**ACTION ITEM**
Looking at the records below, please work out how many lines contain the word "master" and give the number alone.

**DATASET EXCERPTS**
Issue #4561, opened 2017-12-07
Synopsys passed to WP_CLI::add_command not parsed correctly.


gmazzap:
I have a couple issues by adding arguments to a command via `WP_CLI::add_command` and the `'synopsis'` argument.

I have issues with both positional and associative arguments.

## Positional arguments issue

Regarding positional arguments, it seems it is **not possible to add "multiple" positional arguments**.

For example if I do:

```php
WP_CLI::add_command(
    'foo bar',
    'my_callback',
    [
        'synopsis' => [
            [
                'type'     => 'positional',
                'name'     => 'test',
                'optional' => true,
                'multiple' => TRUE,
            ],
        ],
    ]
);
```

I obtain:

```shell
$ wp foo bar a b c
Error: Too many positional arguments: b c
```

Changing `'multiple' => TRUE` to `'multiple' => FALSE` changes nothing.

## Associative arguments issue

Regarding **associative** arguments the issue is that is **not possible to add an associative argument to be used as a flag**.

For example if I do:

```php
WP_CLI::add_command(
    'foo bar',
    'my_callback',
    [
        'synopsis' => [
            [
                'type'     => 'assoc',
                'name'     => 'test',
                'optional' => true,
            ],
        ],
    ]
);
```

I obtain:

```shell
$ wp foo bar --test
Warning: --test parameter needs a value
```

Note that if I do:

```shell
$ wp foo bar --no-test
```

Everything works, and the value `false` is correctly assigned to `test` argument.

Adding a _default_ does not help. In fact with:

```php
'synopsis' => [
    [
        'type'     => 'assoc',
        'name'     => 'test',
        'optional' => true,
        'default'  => 1,
    ],
],
```

I still get _"Warning: --test parameter needs a value"_.

Setting _options_ does not help either. With:

```php
'synopsis' => [
     [
          'type'     => 'assoc',
          'name'     => 'test',
          'optional' => true,
          'options'  => [ 1, 0 ],
          'default'  => 1,
     ],
],
```

_"Warning: --test parameter needs a value"_ is still there.

----

This has been tested with latest version at the moment of writing (`v1.4.1`), but I can say things were not different in `v1.3.1`, not tested in earlier versions.

Tested in PHP 7.0 and 7.1.

danielbachhuber:
Thanks for the report, @gmazzap.

> Regarding positional arguments, it seems it is not possible to add "multiple" positional arguments.

[...]

PR #4563, opened 2017-12-08
Add more test cases for registering synopsis to command

danielbachhuber:
See #4561

### DIFF
--- a/features/command.feature
+++ b/features/command.feature
@@ -649,6 +649,78 @@ Feature: WP-CLI Commands
       Success: dinner
       """
 
+  Scenario: Register a synopsis that supports multiple positional arguments
+    Given an empty directory
+    And a test-cmd.php file:
+      """
+      <?php
+      WP_CLI::add_command( 'foo', function( $args ){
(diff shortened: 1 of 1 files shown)


gitlost:
Taking the liberty here of also documenting the use mentioned in https://github.com/wp-cli/search-replace-command/pull/55#issuecomment-350175945

gitlost:
One job for "features/bootstrap.feature:213" on `Then the HTTP status code should be 200` failed with
```
cURL error 7: Failed to connect to localhost port 8080: Connection refused
```
which might be caused by the PHP built-in server not having started yet, so might be worth doing a `sleep( 1 )` after starting the server in `FeatureContext::start_php_server()` to help avoid this.

Restarting build...

gitlost:
Now one job for "features/help.feature:90"  doing `wp core download` failed with
```
Error: Failed to get url 'https://downloads.wordpress.org/release/wordpress-4.9.1.tar.gz.md5': cURL error 28: Operation timed out after 10000 milliseconds with 0 bytes received.
```
Restarting build...

PR #4392, opened 2017-10-03
[WIP] add suggestion_map array to php/utils.php

n8finch:
Hey folks!

This PR seeks to get the ball rolling on (or resolve) this issue: https://github.com/wp-cli/wp-cli/issues/4379

Per  Alain's leading, I've added in the `$suggestion_map` array and the return check. 

Several items in the array are used across different commands (e.g., `wp post new` and `wp db new` would both return the correct suggestion: `Did you mean 'create'?`

I've label this as a WIP, so happy to make edits or expand this. 

Thanks!
Nate

PR #4577, opened 2017-12-16
Add some more suggestions for mis-typed arguments

johnbillion:
Previously: #4392.

### DIFF
--- a/php/utils.php
+++ b/php/utils.php
@@ -1100,7 +1100,9 @@ function glob_brace( $pattern, $dummy_flags = null ) {
 function get_suggestion( $target, array $options, $threshold = 2 ) {
 
 	$suggestion_map = array(
+		'add' => 'create',
 		'check' => 'check-update',
+		'capability' => 'cap',
 		'clear' => 'flush',
 		'decrement' => 'decr',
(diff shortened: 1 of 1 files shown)


php/utils.php
```diff
@@ -1100,7 +1100,9 @@ function glob_brace( $pattern, $dummy_flags = null ) {
 function get_suggestion( $target, array $options, $threshold = 2 ) {
 
 	$suggestion_map = array(
+		'add' => 'create',
```
schlessera: With suggestions like this one (and the `'trash' => 'delete'` one as well), we should first make sure that only valid options are presented as suggestions (see #4578).

There's some overlap for these terms across the different commands, so we want to make sure they are only shown when they are actually relevant.

Also, once #4578 got in, we would probably want to provide these options in both directions.

johnbillion: Good points

schlessera: @johnbillion #4578 was now fixed.

Could you pull in latest master, and add the two suggestions that might make sense in both directions in swapped direction as well?

schlessera: I cannot push to this branch, I'll merge and then create an additional PR instead.

PR #4580, opened 2017-12-18
Custom core subcommand should be able to run on before_wp_load

danielbachhuber:
Discovered in https://github.com/danielbachhuber/update-verify/pull/24

### DIFF
--- a/features/command.feature
+++ b/features/command.feature
@@ -1579,3 +1579,40 @@ Feature: WP-CLI Commands
       """
       core custom-subcommand
       """
+
+  @daniel
+  Scenario: Custom core subcommand should be able to run on before_wp_load
+    Given a WP installation
+    And a wp-cli.yml file:
+      """
+      require:
+        - core-safe-update.php
+      """
+    And a core-safe-update.php file:
+      """
+      <?php
+      /**
+       * Safely update WP core.
+       *
+       * ## OPTIONS
+       *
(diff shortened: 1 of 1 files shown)


features/command.feature
```diff
@@ -1579,3 +1579,39 @@ Feature: WP-CLI Commands
...
+       * : Specify a custom WordPress version.
+       *
+       * @when before_wp_load
+       */
+      function wpx_core_safe_update() {
+        WP_CLI::success( 'Core safely updated.' );
+      }
+      WP_CLI::add_command( 'core safe-update', 'wpx_core_safe_update' );
+      // Da heck?
+      WP_CLI::add_hook( 'find_command_to_run_pre', function() {
```
danielbachhuber: @schlessera Any ideas why registering a `core safe-update` command requires also registering the command on the `find_command_to_run_pre` hook? It doesn't seem to be safely deferred and instead produces this error:

image

schlessera: I cannot reproduce this behavior. Here's what I get when I remove the "hack" to fix it:

image 2017-12-23 at 7 50 37 am

Are you running on latest `master` ?

danielbachhuber: Weird. Yes, this was running latest master.

I wonder if there's some race condition involved. Although, it reproduced consistently for me at the time.

I'll close for now and reopen if I run into it again.

PR #4581, opened 2017-12-19
Add a custom step for a WP install of a specific version

### LINKED ISSUE #4559: Add a step for "Given a WP installation" for a specific version
To prevent the two step process of:

```
Given a WP install
And I run `wp core download --force --version=<version>`
```

It would be helpful to have a one step equivalent.

danielbachhuber:
Fixes #4559
Tested in https://github.com/wp-cli/core-command/pull/60

### DIFF
--- a/features/bootstrap/FeatureContext.php
+++ b/features/bootstrap/FeatureContext.php
@@ -606,8 +606,14 @@ class FeatureContext extends BehatContext implements ClosuredContextInterface {
 		}
 	}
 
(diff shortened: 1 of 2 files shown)


danielbachhuber:
Not so easy, it looks :(

gitlost:
Yes I looked at doing this before, and faltered when it became clear that it requires quite a bit of rejigging of `FeatureContent`...

danielbachhuber:
Stepping back from this for the time being.

PR #4596, opened 2018-01-03
Add less-than-wp tag to behat-tags.php.

gitlost:
See https://github.com/wp-cli/embed-command/pull/29#issuecomment-355042624

Adds `@less-than-wp` tag, analog of `@less-than-php`, to `behat-tags.php`. Useful for testing old WP behaviour.

### DIFF
--- a/ci/behat-tags.php
+++ b/ci/behat-tags.php
@@ -37,6 +37,7 @@ $wp_version_reqs = array();
 if ( ! in_array( getenv( 'WP_VERSION' ), array( 'latest', 'nightly', 'trunk' ), true ) ) {
 	$wp_version_reqs = version_tags( 'require-wp', getenv( 'WP_VERSION' ), '<' );
 }
+$wp_version_reqs = array_merge( $wp_version_reqs, version_tags( 'less-than-wp', getenv( 'WP_VERSION' ), '>' ) );
 
 $skip_tags = array_merge(
 	$wp_version_reqs,
--- a/ci/behat-tags.php
+++ b/ci/behat-tags.php
@@ -38,17 +38,17 @@ $wp_version_reqs = array();
 if ( $wp_version && ! in_array( $wp_version, array( 'latest', 'nightly', 'trunk' ), true ) ) {
 	$wp_version_reqs = array_merge(
 		version_tags( 'require-wp', $wp_version, '<' ),
-		version_tags( 'less-than-wp', $wp_version, '>' )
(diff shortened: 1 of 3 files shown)


ci/behat-tags.php
```diff
@@ -37,6 +37,7 @@ function version_tags( $prefix, $current, $operator = '<' ) {
 if ( ! in_array( getenv( 'WP_VERSION' ), array( 'latest', 'nightly', 'trunk' ), true ) ) {
 	$wp_version_reqs = version_tags( 'require-wp', getenv( 'WP_VERSION' ), '<' );
 }
+$wp_version_reqs = array_merge( $wp_version_reqs, version_tags( 'less-than-wp', getenv( 'WP_VERSION' ), '>' ) );
```
schlessera: I think this should be inside of the above conditional's block, to avoid comparisons against `latest`, `nightly` and `trunk`.

gitlost: Good point. Need also to always set `@less-than-wp` tags in those cases I think... hack incoming...

tests/test-behat-tags.php
```diff
@@ -0,0 +1,67 @@
...
+		$this->assertSame( $expected, $output );
+
+		putenv( false === $env_wp_version ? 'WP_VERSION' : "WP_VERSION=$env_wp_version" );
+		putenv( false === $env_github_token ? 'GITHUB_TOKEN' : "GITHUB_TOKEN=$env_github_token" );
+	}
+
+	function data_behat_tags_wp_version() {
+		return array(
+			array( 'WP_VERSION=4.5', '--tags=~@require-wp-4.6&&~@require-wp-4.8&&~@require-wp-4.9&&~@github-api&&~@broken' ),
+			array( 'WP_VERSION=4.6', '--tags=~@require-wp-4.8&&~@require-wp-4.9&&~@github-api&&~@broken' ),
```
schlessera: Shouldn't this produce `~@less-than-wp-4.6` as well, as 4.6 is not less than 4.6 ?

gitlost: Ha, very good point! This means that the `@less-than-php` tags are also wrong.

gitlost: Changed `@less-than-wp` to do the right thing, and also changed `@less-than-php` as well for consistency.

Although the latter is technically a BC break it doesn't cause us issues as it's just compared against (at most) the major/minor version, and unlikely to cause others issues either. Removed unnecessary use in `features/cli.feature` also anyway.

PR #4597, opened 2018-01-05
Add processing of {INVOKE_WP_CLI_WITH_PHP_ARGS-} vars to FeatureContext.

gitlost:
Related https://github.com/wp-cli/wp-cli/pull/4245

Adds processing of special variable `{INVOKE_WP_CLI_WITH_PHP_ARGS-}` to `FeatureContext::replace_variables()` so that PHP args can be given to either the wp-cli phar or the shell file, in order to test stuff under varying PHP conditions.

Uses it in `aliases.feature`, `help.feature` and `runcommand.feature` to test running with `proc_open()`/`proc_close()` unavailable, and removes corresponding phpunit tests.

Before (and still with the remaining phpunit tests) was only testing git not phar invocation. Will be useful in other cases also (eg https://github.com/wp-cli/package-command/issues/27).

### DIFF
--- a/features/bootstrap/FeatureContext.php
+++ b/features/bootstrap/FeatureContext.php
@@ -331,13 +331,13 @@ class FeatureContext extends BehatContext implements ClosuredContextInterface {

**EXPECTED ANSWER**
3